--- WORKING DATA ---
PR #319, opened 2023-10-20
Feat/UI settings

cemathey:
# User Settings

## Summary

Essentially this moves almost all of the settings from `.env` and `config.yml` into the database and allows them to be set/viewed via the command line, or through endpoints.

All of the tests pass except with these changes except there are two TK ban on connect tests that fail (these also fail on master though).

All models (except auto settings, which remains the same at the moment) are Pydantic models which handles all validation and serialization.

All settings inherit from `rcon.user_config.utils.BaseUserConfig` and must implement `load_from_db()` and `save_to_db()`. Database keys are in the format `{server_number}_{class_name}` i.e. `1_ScorebotUserConfig`.

All models must be instantiable without needing to explicitly passing values, so all fields must have defaults. Seeding the database (except auto settings) is no longer required, if a model is not saved in the database it simply returns one with default settings.

All models must be serializable to JSON.

All models are stored in one complete JSON blob, they're no longer split (for some of the old user settings) across multiple key, value pairs in the database.

It *should* be impossible to throw an exception when loading user configs from the database, by default if there is an error it will return defaults. If the database isn't running, well nothing else works anyway so it doesn't matter.

It's also a lot easier to refactor, manage type checking and use built in linting stuff like pylance with Pydantic models versus loading stuff up as a dictionary from a yaml file.

All settings are now per server, there was a few things (scorebot, the generic log lines feature, etc.) that used to allow you to configure things across multiple servers inside one config file.

Most, but not all user settings support having multiple webhooks. (Even though it's not a great idea to use more than one or two, since it will block for each one)

Discord URLs are now `HttpUrl`'s across the board, which makes consuming them a little annoying (have to cast them to a string before passing them to `requests` or whatever), but the validation is worth it I think.

All user settings have a `get_`, `set_`, `validate_` and `describe_` endpoint. Validation endpoints do not actually save the model, just checks for validation errors

Describe endpoints return the Pydantic schema for the model.

All endpoints are commutative (or whatever the term is, I'm dumb), output from a `get_` is/should always be valid when fed to a `set_` endpoint.

Set endpoints can reset a config to default by including `reset_to_default` in the JSON body with a truthy bool and API errrors can be returned as JSON by including `errors_as_json` with a truthy bool.

## Miscellaneous Changes

* The settings page now has a `Reconnect To Gameserver` button which restarts `gunicorn` which causes the Rcon instance used to register the API to reconnect to the game server.
    * Individual services (log event loop, etc.) would still have their connections unless they're toggled off/on.
    * This was the only way I could think of to get the to get the API to reconnect to the game server without actually restarting all the containers which you can't do from inside of itself
* Punitions changed to punishments everywhere I saw it (both for translation purposes, and to support the standard messages endpoint changes)
* The API will return errors when parsing invalid JSON instead of defaulting to an empty parameter body
  * POST requests without a valid JSON body to decode will :warning: **fail** :warning: with a JSON decode error, so empty POST requests should be changed to GETs in tools that use the CRCON API
* The trailing / for server URLs for Django CSRF checking is now stripped so users can enter it either way

## Miscellaneous Bug Fixes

--- WHAT IS REQUIRED ---
Only the lines from the start of the data to the line holding "Discord URLs are" are wanted; return them exactly, both ends included.

--- RESPONSE TO THE EXERCISE ---
PR #319, opened 2023-10-20
Feat/UI settings

cemathey:
# User Settings

## Summary

Essentially this moves almost all of the settings from `.env` and `config.yml` into the database and allows them to be set/viewed via the command line, or through endpoints.

All of the tests pass except with these changes except there are two TK ban on connect tests that fail (these also fail on master though).

All models (except auto settings, which remains the same at the moment) are Pydantic models which handles all validation and serialization.

All settings inherit from `rcon.user_config.utils.BaseUserConfig` and must implement `load_from_db()` and `save_to_db()`. Database keys are in the format `{server_number}_{class_name}` i.e. `1_ScorebotUserConfig`.

All models must be instantiable without needing to explicitly passing values, so all fields must have defaults. Seeding the database (except auto settings) is no longer required, if a model is not saved in the database it simply returns one with default settings.

All models must be serializable to JSON.

All models are stored in one complete JSON blob, they're no longer split (for some of the old user settings) across multiple key, value pairs in the database.

It *should* be impossible to throw an exception when loading user configs from the database, by default if there is an error it will return defaults. If the database isn't running, well nothing else works anyway so it doesn't matter.

It's also a lot easier to refactor, manage type checking and use built in linting stuff like pylance with Pydantic models versus loading stuff up as a dictionary from a yaml file.

All settings are now per server, there was a few things (scorebot, the generic log lines feature, etc.) that used to allow you to configure things across multiple servers inside one config file.

Most, but not all user settings support having multiple webhooks. (Even though it's not a great idea to use more than one or two, since it will block for each one)

Discord URLs are now `HttpUrl`'s across the board, which makes consuming them a little annoying (have to cast them to a string before passing them to `requests` or whatever), but the validation is worth it I think.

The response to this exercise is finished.